Testing, testing, 1,2,3

Isn't technology amazing? During the day I have so many ideas about
blog posts, but then I'm so tired by the time I get home, and all
those impressions and thoughts have disappeared. Now I can email from
my phone, et voilà! A blog post appears.

lesson learned, or, if you keep this up you'll get your eye washed out with soap


well last night I splashed raw soap into my right eye, necessitating a trip to emergency last night and a follow-up appointment this morning. To my relief, there doesn't appear to be permanent damage and it is healing.

For those unfamiliar with soapmaking, it is a simple but artistic process of adding NaOH (lye, or, caustic soda, aka sodium hydroxide) to water (or whatever liquid one chooses), then adding that to oil, stirring like a madwoman, then pouring the liquid into moulds of some type. The countless variations vary from peculiar (breast milk soap can be made, for example, although I can't begin to imagine the market for that. Or the marketing) to the most complicated and gorgeous concoctions marrying delicious scents with rainbow colours.

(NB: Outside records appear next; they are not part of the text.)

PR #433, opened 2018-03-10
Apply Editor message box preferences to 'successful compilation'

morganwillcock:
Previously the Editor message boxes preference didn't apply to the 'successful compilation' message box.
This makes the following changes:

- adds a default enum 'Always' (previous default 'WarningsAndErrors' was already allowing success messages)
- suppress the 'successful compilation' message box unless using 'Always'
- write the successful compilation message to the output pane

The main benefit being, if you set the option to 'Never', you now get faster testing. As an added bonus, this stops the Windows sound effect that accompany message boxes being played, every time the game is compiled.

Potential problem: With preference set to 'Never' and then reverting to an older AGS version, the index is out of range. I'm not sure if there is any safer way to extend a preference item with a new value? At the moment it seems existing preferences are not validated.

### DIFF
--- a/Editor/AGS.Editor/AGSEditor.cs
+++ b/Editor/AGS.Editor/AGSEditor.cs
@@ -1020,9 +1020,9 @@ namespace AGS.Editor
 			}
 			else if (errors.Count > 0)
 			{
-				if (_applicationSettings.MessageBoxOnCompile == MessageBoxOnCompile.WarningsAndErrors)
-				{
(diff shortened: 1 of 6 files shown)


ivan-mogilko:
> Potential problem: With preference set to 'Never' and then reverting to an older AGS version, the index is out of range. I'm not sure if there is any safer way to extend a preference item with a new value? At the moment it seems existing preferences are not validated.

I think the only way to make it work is to save under new key (e.g. "MessageBoxOnCompileErrors2").

morganwillcock:
Now rebased for newer application settings.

For me, though, soapmaking is primarily to keep unnecessary ingredients/potions off my skin--which has proven to be my best skin-care tip ever--and when I control every aspect of my soap's production I avoid a lot of troubled skin. Bonus! So if I pass on soap to you--don't expect bright colours (those are dyes, and can be a lot of fun for creative purposes but my skin doesn't like them). And when you lift a block, bar, or cake to your nose (very first reaction of EVERYBODY when looking at soap) it will be unusual if you smell strong, flowery or perfumey scents, because I use essential oils and not artificial fragrances. And for essential oils to survive the reaction that creates mild, pure soap, you'd have to use an enormous quantity, with a few exceptions (peppermint, patchouli, lemongrass etc.) And essential oils are very expensive to use, for very faint final results. Nonetheless, I like them.

I also love the nostalgia factor of soapmaking. That's probably why I prefer big rustic blocks in the style of Savon de Marseille, with its "72% Olive" stamp on it. I also love how they warp as they cure.